## Stored items
━━━━━━━━━━━━━━━━━━━━━━━━━━━━━━

PR #4874, opened 2023-09-28
EmulatorPkg: Fix Source Level Debug on Windows

nate-desimone:
The Visual Studio Windows debugger will only load symbols for PE/COFF images that Windows is aware of. Therefore, to enable source level debugging, all PEI/DXE modules must be loaded via LoadLibrary() or LoadLibraryEx() and the the instance in memory created by LoadLibrary() must be the one that is actually executed.

The current source level debug implementation in EmulatorPkg for Windows is inherited from the old Nt32Pkg. This implementation makes the assumption that all PEI/DXE modules have a DLL export tables with a symbol named InitializeDriver. Therefore, this source level debug implementation requires all modules to be linked in a non-PI spec defined manner. Support for adding the InitializeDriver symbol was removed in EmulatorPkg, which broke source level debugging.

To fix this, the source level debugging implementation has been modified to use the PE/COFF entry point directly. This brings the implementation into compliance with the PI spec and should work with any PEIM/DXE driver. Implementing this requires parsing the in-memory instance of the PE/COFF image created by Windows to find the entrypoint and since PEIMs/DXE drivers are not garunteed to have 4KB aligned sections, it also requires explicit configuration of the page table using VirtualProtect().

With this fix, the debugging experience is now so good it is unprecedented! In Visual Studio Code, add the following to launch.json:

{
  "version": "0.2.0",
  "configurations": [
    {
      "name": "EmulatorPkg Launch",
      "type": "cppvsdbg",
      "request": "launch",
      "program": "${workspaceFolder}/<path_to_build>/Build/EmulatorX64/DEBUG_<tool_chain>/X64/WinHost",
      "args": [],
      "stopAtEntry": false,
      "cwd": "${workspaceFolder}/<path_to_build>/Build/EmulatorX64/DEBUG_<tool_chain>/X64/",
      "environment": [],
      "console": false,
    }
  ]
}

Make modifications to the above template as nessesary and build EmulatorPkg. Now, just add breakpoints directly in Visual Studio Code the way you would with any other software project. When you start the debugger, it will halt at the breakpoint automatically without any extra configuration required.

Reviewed-by: Michael D Kinney <michael.d.kinney@intel.com>
Cc: Andrew Fish <afish@apple.com>
Cc: Ray Ni <ray.ni@intel.com>
Cc: Chasel Chiu <chasel.chiu@intel.com>

PR #10585, opened 2025-01-03
BaseTools: Break Build on Linker Warnings

os-d:
# Description

Today VS2022 and GCC are set to treat all compiler warnings as errors and break the build. However, linker warnings for both do not break the build. There are critical errors that can be treated as warnings as the linker, such as not finding the module entry point and use a default address as the entry point. This will cause a runtime crash for something that should be caught at build time.

This PR has three commits:

PrmPkg: Clarify Architecture Support
--
Remove IA32 from supported architectures, as the MSVC build actually fails due to the linker expecting a __stdcall calling convention. IA32 PRMs are not supported anyway, only 64 bit OSes support PRM, so simply drop the building of IA32 PrmPkg and clarify the README. While there, clean up some markdown errors.

EmulatorPkg: Fix IA32 MSVC Linker Warnings
--
IA32 EmulatorPkg had many linker warnings because with the current set of linker flags, the MSVC linker was expecting the __stdcall calling convention on all entry points. This was an effect of having /SUBSYSTEM:CONSOLE on all binaries built in EmulatorPkg; this is only needed on WinHost, as that is what Windows launches. The linker options are adjusted to only set /SUBSYSTEM:CONSOLE on WinHost.

BaseTools: Break Build on Linker Warnings
--
Today VS2022 and GCC are set to treat all compiler warnings as errors and break the build. However, linker warnings for both do not break the build. There are critical errors that can be treated as warnings as the linker, such as not finding the module entry point and use a default address as the entry point. This will cause a runtime crash for something that should be caught at build time.

This commit adds /WX to VS2022's DLINK_FLAGS and --fatal-warnings to GCC's DLINK_FLAGS for IA32, X64, ARM, and AARCH64 in order to break the build on linker warnings.

VS2022 linker warning 4210 is ignored for all builds because it checks for static initializers and the linking of the VCRuntime. edk2 never links the VCRuntime (except for HOST_APPLICATIONs) and so the presence of static initializers will always cause this warning, even when the edk2 code calls these initializers that would otherwise be called in the _CRT_INIT function of the
VCRuntime. At the time of this commit, it only fails in CryptoPkg for building OpenSSL, but could fail anywhere a static initializer is used.

- [x] Breaking change?
- [ ] Impacts security?
- [ ] Includes tests?

## How This Was Tested

Tested on a platform with a driver that didn't specify an entry point and seeing a runtime crash as result. After this change, building with GCC, the build breaks.

## Integration Instructions

This is marked as a breaking change as any linker warnings a platform may have had now will break the build. They should be fixed. This forces GCC12 because `--no-warn-rwx-segments` was not added until then. To continue to use earlier versions of GCC, simply remove this flag.


makubacki (approved):
Approval for PrmPkg changes

os-d:
@ajfish @niruiyu can you please review from the EmulatorPkg side?

@bexcran @lgao4 can you please review from the BaseTools side?

bexcran (approved):

os-d:
@ajfish @niruiyu can you please review from the EmulatorPkg side?

@mdkinney can you help review from the EmulatorPkg side?

EmulatorPkg/EmulatorPkg.dsc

━━━━━━━━━━━━━━━━━━━━━━━━━━━━━━

## To do
The records are given above. Copy each line in them that holds "opened".

## Solution for this problem
PR #4874, opened 2023-09-28
PR #10585, opened 2025-01-03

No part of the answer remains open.